If you choose to switch strategies, note that you can’t port the existing usage metrics from the Kong Gateway data store to Redis.
This might not be a problem with short-lived metrics (for example, seconds or minutes)
but if you use metrics with a longer time frame (for example, months), plan your switch carefully.
If accuracy is less important, choose the local policy.
You might need to experiment a little before you get a setting that works for your scenario.
As the cluster scales to more nodes, more user requests are handled.
When the cluster scales down, the probability of false negatives increases.
Make sure to adjust your rate limits when scaling.
For example, if a user can make 100 requests every second, and you have an equally balanced 5-node Kong Gateway cluster, you can set the local limit to 30 requests every second.
If you see too many false negatives, increase the limit.
To minimize inaccuracies, consider using a consistent-hashing load balancer in front of Kong Gateway.
The load balancer ensures that a user is always directed to the same Kong Gateway node, which reduces inaccuracies and prevents scaling problems.
If your plugin uses a Redis datastore, you can authenticate to it with a cloud Redis provider.
This allows you to seamlessly rotate credentials without relying on static passwords.
The following providers are supported:
AWS ElastiCache
Azure Managed Redis
Google Cloud Memorystore (with or without Valkey)
You need:
A running Redis instance on an AWS ElastiCache instance for Valkey 7.2 or later or ElastiCache for Redis OSS version 7.0 or later
If limiting by IP address, it’s important to understand how Kong Gateway determines the IP address of an incoming request.

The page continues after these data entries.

PR #924, opened 2018-06-12
Make the continent transport and preloading optional.

FALL1N1:
**Changes proposed:**
Title explains it all. Make the continent transport and preloading optional.
There are two new options
(1) IsContinentTransport.Enabled => This will disable completely the continent transport like ships, zeppelins etc.. useful for PvP servers where players won't have to go from Orgrimmar to Northrend (for example) and greatly reduces memory usage.

(2) IsPreloadedContinentTransport.Enabled => This should be kept disabled(false) on small servers without enough memory as it is right now, on server load it preloads all continent transports and keep them in the memory so you will have ~700mb of unnecessary garbage (for small servers) in your server.

**Target branch(es):**
all i guess? 

**How to test the changes:**
compile and disable then *voila*.. your server consumes 600mb instead of 1300mb+ memory.


FALL1N1:
unknown

src/server/game/Maps/TransportMgr.cpp
```diff
@@ -404,51 +404,57 @@ void TransportMgr::SpawnContinentTransports()
         return;
 
     uint32 oldMSTime = getMSTime();
-    QueryResult result = WorldDatabase.Query("SELECT guid, entry FROM transports");
     uint32 count = 0;
-    if (result)
+    if (sWorld->getBoolConfig(CONFIG_ENABLE_CONTINENT_TRANSPORT))
     {
-        do
+        QueryResult result = WorldDatabase.Query("SELECT guid, entry FROM transports");
```
Nefertumm: This should be outside of the if, it's used on line 434. 👍

Nefertumm: This should be outside of the if, it's used on line 434.

src/server/game/Maps/TransportMgr.cpp
```diff
@@ -404,51 +404,57 @@ void TransportMgr::SpawnContinentTransports()
...
-    if (result)
+        sLog->outString(">> Spawned %u continent motion transports in %u ms", count, GetMSTimeDiffToNow(oldMSTime));
+    }
+    
+    if (sWorld->getBoolConfig(CONFIG_ENABLE_CONTINENT_TRANSPORT_PRELOADING))
     {
-        do
+        // pussywizard: preload grids for continent static transports
+        oldMSTime = getMSTime();
+        result = WorldDatabase.Query("SELECT map, position_x, position_y FROM gameobject g JOIN gameobject_template t ON g.id = t.entry WHERE t.type = 11");
```
Nefertumm: Here. :)

FALL1N1: stupid sunwell and their overwriting.. *sigh*

BarbzYHOOL:
Ok I tested and for me it still costs 900mb of ram (instead of 1500)

Stoabrogga:
Two remarks:
- Shouldn't this if statement
 `if (sWorld->getBoolConfig(CONFIG_ENABLE_CONTINENT_TRANSPORT_PRELOADING))`
 be included in this statement?
 `if (sWorld->getBoolConfig(CONFIG_ENABLE_CONTINENT_TRANSPORT))`
 Doesn't make sense to enable preloading if the transports are disabled.
- I think the default for `IsPreloadedContinentTransport.Enabled` should be 1 to reflect the current behaviour. Otherwise the preloading will be deactivated after merging the PR and people could be confused about it.

BarbzYHOOL:
" Doesn't make sense to enable preloading if the transports are disabled."

Yes, that's what I thought when i disabled in the conf

I also thought about your second issue but I don't know, most people here use AC for small or solo servers so both can be argued for.

Stoabrogga:
Tested the PR and disabled preloading (not the transports). The server needed ca. 300 MB less memory.

BarbzYHOOL:
Thank you @FALL1N1 !! and thank you for test and suggestion @Stoabrogga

The IP address is extracted from the request headers sent to Kong Gateway by downstream clients. Typically, these headers are named X-Real-IP or X-Forwarded-For.
By default, Kong Gateway uses the header name X-Real-IP to identify the client’s IP address. If your environment requires a different header, you can specify this by setting the real_ip_header Nginx property. Depending on your network setup, you may also need to configure the trusted_ips Nginx property to include the load balancer IP address. This ensures that Kong Gateway correctly interprets the client’s IP address, even when the request passes through multiple network layers.

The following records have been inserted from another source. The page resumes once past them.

PR #936, opened 2018-06-23
Core/Scripts: Some Loatheb mods.

FALL1N1:
Changes:
- Move from BossAI to ScriptedAI
- All left spores will now despawn upon boss death.
- Fixed Necrotic Aura's timer.
- New method of spawning spores, we don't have to share them with deathbloom as it has different timer.
- Boss now evades if pulled outside the combat area.

### DIFF
--- a/src/server/scripts/Northrend/Naxxramas/boss_loatheb.cpp
+++ b/src/server/scripts/Northrend/Naxxramas/boss_loatheb.cpp
@@ -23,6 +23,7 @@ enum Events
     EVENT_SPELL_DEATHBLOOM                      = 2,
     EVENT_SPELL_INEVITABLE_DOOM                 = 3,
     EVENT_SPELL_BERSERK                         = 4,
+    EVENT_SUMMON_SPORE                          = 5,
 };
 
 enum Texts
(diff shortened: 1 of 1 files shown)


FALL1N1:
bad travis, need the full compile error so i can fix it, (i don't have local build and i don't have the time to do it)

FALL1N1:
will fix build later, ignore this pr for now

a4501150:
I have a noob question. BOSSAI is inheriting from ScriptedAI, and suppose to be used for boss fight.. why we switch it to ScriptedAI?..

FALL1N1:
@a4501150  because of 'CheckEvadeIfOutOfCombatArea', it is missing from BossAI

FrancescoBorzi:
Looking for @FALL1N1  or someone else to completed the work that has been previously started here.

Selectah:
Well you can also include something like this

```
        bool IsInRoom()
        {
            if (me->GetExactDist(2909.0f, -3997.4f, 274.187f) > 50.0f)
            {
                EnterEvadeMode();
                return false;
            }

            return true;
        }
```

and on UpdateAI

```
            if (!IsInRoom())
                return;
```

So you still can leave Loatheb's BossAI which is anyay better.

FALL1N1:
#1712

When this plugin is enabled, Kong Gateway sends some additional headers back to the client, indicating the state of the rate limiting policies in place:
Header
Description
RateLimit-Limit
Allowed limit in the timeframe.
RateLimit-Remaining
Number of available requests remaining.
RateLimit-Reset
The time remaining, in seconds, until the rate limit quota is reset.
X-RateLimit-Limit-Second
The time limit, in number of seconds.
X-RateLimit-Limit-Minute
The time limit, in number of minutes.
X-RateLimit-Limit-Day
The time limit, in number of days.
X-RateLimit-Limit-Month
The time limit, in number of months.
X-RateLimit-Limit-Year
The time limit, in number of years.
X-RateLimit-Remaining-Second
The number of seconds still left in the time frame.
X-RateLimit-Remaining-Minute
The number of minutes still left in the time frame.
X-RateLimit-Remaining-Day
The number of days still left in the time frame.

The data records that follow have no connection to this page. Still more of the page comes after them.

PR #939, opened 2018-06-24
Core/Spells: Fixed Blade FURry not sharing damage/ignoring armor to a…

FALL1N1:
title explains it all, blade flurry didn't share damage to additional mobs


BarbzYHOOL:
Thank you @FALL1N1 !!

And thank you @Viste  and @Dreaxxx too

PR #943, opened 2018-06-24
Ahn'Kahet: Amanitar should cast the fungus only on players without "M…

FALL1N1:
Amanitar should cast the fungus only on players without "Mini" aura.


Dreaxxx:
Worked perfectly , but when the player haven't got the "mini" , Fungus appear in the totality of the room (i know you  didn't touch that , it's for a suggestion to reduce perimeter of the pop a small area around the player without the debuff).

BarbzYHOOL:
@Dreaxxx open a new issue for this if it's needed

BarbzYHOOL:
Thank you @FALL1N1

PR #959, opened 2018-07-01
Blade flurry shouldn't target totems.

lineagedr:
Tested in-game and it's working.


Dreaxxx:
Are you sure blade flurry shouldn't target totems ?

lineagedr:
@Dreaxxx Retail PTR 3.3 https://youtu.be/LYe_1qmCeRM?t=64
http://wowwiki.wikia.com/wiki/Shaman_totem 
"Totems are immune to AoEs and DoTs, and must be specifically attacked to be destroyed."
And it was fixed on sunwellpl

talamortis:
Tested and working, Thanks!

X-RateLimit-Remaining-Month
The number of months still left in the time frame.
X-RateLimit-Remaining-Year
The number of years still left in the time frame.
Retry-After
This header appears on 429 errors, indicating how long the upstream service is expected to be unavailable to the client.
If any of the limits are reached, the plugin returns an HTTP/1.1 429 status
code to the client with the following JSON body:
{ "message": "API rate limit exceeded" }
Copied!
The headers RateLimit-Limit, RateLimit-Remaining, and RateLimit-Reset are based on the Internet-Draft RateLimit Header Fields for HTTP and may change in the future to respect specification updates.
The policy option determines how rate limits are stored and enforced. The local policy uses Kong’s in-memory storage, while the redis policy uses Redis, which is useful for distributed setups where rate limiting needs to be consistent across multiple Kong data plane nodes.